— Тебе говорят, чурбан, нельзя! — подскочила к нему Верка, вырвала вожжи и завернула подводу.

— Чо нельзя! Караул! Люди, ратуйте! Каратели пришли!

— Батя, — подошел я, — заткнись. На заводе бомбу нашли. Может взорваться. Ее обезвреживают, никому нельзя посторонним приближаться. Тебе жизнь дорога?

— Аллах с ним! — внезапно переменила решение Верка и бросила вожжи. Они потянулись по земле и попали под колесо. Лошадь остановилась. Тощая лошаденка ничему не удивлялась, за войну насмотрелась на такое, что стала философом: сколько ни крути, конец один.

— Так бы объяснили, а то рвут, гикают, скаженные! — выдернул из-под колес вожжи мужичонка, вскочил в телегу, перекрестился и завертел над головой кнутом, как ковбой лассо. Телега загремела по булыжнику. Полы немецкой шинелишки хлопали, как крылья.

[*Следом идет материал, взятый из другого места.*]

PR #400, opened 2021-04-12
Fix/original frontmatter

gweiying:
This PR adds functionality to keep original frontmatter in place when page settings are edited. This is useful for repos such as GoBusiness, where pages may have additional custom frontmatter ([example](https://raw.githubusercontent.com/isomerpages/govtech-gobusiness-main-clone-v4/migration/_business-grants-faqs/productivity-solutions-grant-psg/vendors-edited.md?token=AJLJ6EI2O7UYPIIA2MM7WHLAOPJNI)) that is not editable via the CMS. With this functionality, users such as GoBusiness will be able to keep their custom frontmatter when saving their page settings, even if the custom frontmatter is not editable on the CMS.


alexanderleegs (approved):
lgtm!

PR #402, opened 2021-04-12
Fix: disable creation of resource room link if user has no resource room

alexanderleegs:
This PR fixes an issue with EditNavBar regarding the handling of resource rooms for sites which do not have one. Previously, we always assumed that sites contained a resource room, which caused errors when attempting to retrieve the list of categories. This PR changes it such that we first check if a resource room exists. In addition, the option to create a link with a resource room has now been disabled if a site does not contain a resource room.

Also fixes a minor bug involving the `isEditPage` prop passed to `Header` being a string instead of a boolean.


gweiying (commented):
lgtm!

gweiying (approved):
*lgtm!

PR #403, opened 2021-04-12
Fix/check contactus layout

gweiying:
### Bug
If your Contact Page is a plain markdown file, you won’t be able to edit it on Workspace, but neither will Edit Contact Us work

This is because we parse `contact-us.md` as a specific file with yaml input content, and filter it out from Workspace Pages. This means that a repo that has previously used Contact Us as a normal markdown file will not be able to edit the file properly as the Edit Contact Us button will not work for them, but neither will it show up on Workspace pages.

### Solution 
This PR adds an additional layout check for `contact-us.md` on Workspace , so that if it is a plain markdown file, we will add it to Workspace pages and hide the Edit Contact Us button, while if its a yaml input file, we will enable the Edit Contact us button and hide the Workspace page.


alexanderleegs (approved):
lgtm

PR #407, opened 2021-04-13
fix: resource copy changes

gweiying:
This PR makes the Resources copy changes requested by designers in their CMS v1 review, 13 April ([link](https://docs.google.com/document/d/1_aC5FuHqSQqqWx0aOcpDFyw2iEk1vsCpDgt4fLQ1zck/edit#)). 

Additionally, this PR applies the `deslugify` changes to category/ folder names to Resources, Folders and related components such as `ComponentSettingsModal`, `PageSettingsModal`, `FileMoveDropdown` etc.

The list is also copied below for reference.
> Resources Tab
> [Copy changes] Change ‘Resource Categories’ to just ‘Categories’ (done)
> [Copy changes] Button: Change to ‘Create new category’ (done)
> 
> [Copy changes] Can we standardise the category names to Title case instead of all CAPS (done)
> [Copy changes] At the category workspace, can we use the category name without hyphens i.e. ‘Media Release’ instead of ‘media-release’ (done)
> [Copy changes] When moving resources, it should say ‘Resources’ instead of Workspace (done)
> 
> [Copy Changes] Resources settings: Remove ‘My Workspace’ from breadcrumb (done)

### DIFF
--- a/src/components/ComponentSettingsModal.jsx
+++ b/src/components/ComponentSettingsModal.jsx
@@ -198,7 +198,7 @@ const ComponentSettingsModal = ({
             && (
             <div className={elementStyles['modal-settings']}>
               <div className={elementStyles.modalHeader}>
-                <h1>{ isNewFile  ? 'Create new page' : 'Resource settings' }</h1>
+                <h1>{ isNewFile  ? 'Create new resource page' : 'Resource settings' }</h1>
                 <button id="settings-CLOSE" type="button" onClick={() => {setSelectedFile(''); setIsComponentSettingsActive(false)}}>
                   <i id="settingsIcon-CLOSE" className="bx bx-x" />
                 </button>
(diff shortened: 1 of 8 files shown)


src/components/ComponentSettingsModal.jsx
```diff
@@ -208,7 +208,7 @@ const ComponentSettingsModal = ({
                   { isNewFile ? 'You may edit page details anytime. ' : ''}
                   To edit page content, simply click on the page title. <br/>
                   <span className={elementStyles.infoGrey}> 
-                    My workspace > Resources > { category } > <u className='ml-1'>{ title }</u><br/><br/>
+                    Resources > { category } > <u className='ml-1'>{ title }</u><br/><br/>
```
alexanderleegs, line 211: Could we also deslugify category here?

alexanderleegs (changes requested):
[Copy changes] At the category workspace, can we use the category name without hyphens i.e. ‘Media Release’ instead of ‘media-release’ (done)

Could we also change the title on OverviewCard? We can replace line 97 with
`<div className={contentStyles.componentCategory}>{category ? deslugifyDirectory(category) : ''}</div>`

To be consistent, we should also change the category titles in the dropdown menu.

src/components/ComponentSettingsModal.jsx
gweiying: Good suggestions! I've applied the deslugifyDirectory to all Folders- and Resources- related components, d7160af.

alexanderleegs (approved):
lgtm!

PR #410, opened 2021-04-14
Fix/folder naming copy ux

gweiying:
This PR addresses a number of miscellaneous copy and UX bugs to do with Folder/Resource Creation & Folder/Resource Renaming, and the Folders/ Resources/ Category pages, based on the designers' review linked [here](https://docs.google.com/document/d/1_aC5FuHqSQqqWx0aOcpDFyw2iEk1vsCpDgt4fLQ1zck/edit#)

A list of the changes accomplished:
- Copy changes 
- Adds validation to check for duplicated names during Folder & Subfolder & Resource renaming
- Suppresses API call for renaming if no change in name
- Fixes bug with creation of Subfolder
- Relaxes Resource & Folder name regex
- Adds Breadcrumb to CategoryPages

### DIFF
--- a/src/components/CollectionPagesSection.jsx
+++ b/src/components/CollectionPagesSection.jsx
@@ -177,7 +177,7 @@ const CollectionPagesSection = ({ collectionName, pages, siteName, isResource, r
                 && (
                     <GenericWarningModal
                         displayTitle="Warning"
-                        displayText="Moving a page to a different collection might lead to user confusion. You may wish to change the permalink for this page afterwards."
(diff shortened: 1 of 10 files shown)


alexanderleegs (changes requested):
> There's a bug involving folder creation on the workspace currently.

— До чего народ непонятливый, — сказала Верка и со смаком сплюнула. — Сколько времени прошло? Скоро рванет?

— Часов нет, — сказал я. — Счастливые часов не наблюдают.

— И зачем я додумалась напроситься в минеры? — сказала Верка и опустилась на край тротуара, села, подогнув колени до подбородка. — Не видела бы, не знала. Чего они тянут? Сердце изнылось.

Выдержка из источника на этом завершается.